■ **Directions for this task**
Nothing in the records may be left out or altered; reproduce them all exactly.

(Stored records)
========================

PR #84, opened 2024-02-18
chore: disable container canary tests

Chriscbr:
These tests are failing intermittently - I couldn't seem to figure out the root cause so this will disable them for now.

Opened a separate issue to track this: https://github.com/winglang/wing/issues/5716

Misc:
- Updated package lock files

### DIFF
--- a/.github/workflows/bedrock-pull.yaml
+++ b/.github/workflows/bedrock-pull.yaml
@@ -3,8 +3,6 @@ on:
   pull_request:
     paths:
       - bedrock/**
-    paths-ignore:
-      - bedrock/package-lock.json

========================

■ **Task answer**
PR #84, opened 2024-02-18
chore: disable container canary tests

Chriscbr:
These tests are failing intermittently - I couldn't seem to figure out the root cause so this will disable them for now.

Opened a separate issue to track this: https://github.com/winglang/wing/issues/5716

Misc:
- Updated package lock files

### DIFF
--- a/.github/workflows/bedrock-pull.yaml
+++ b/.github/workflows/bedrock-pull.yaml
@@ -3,8 +3,6 @@ on:
   pull_request:
     paths:
       - bedrock/**
-    paths-ignore:
-      - bedrock/package-lock.json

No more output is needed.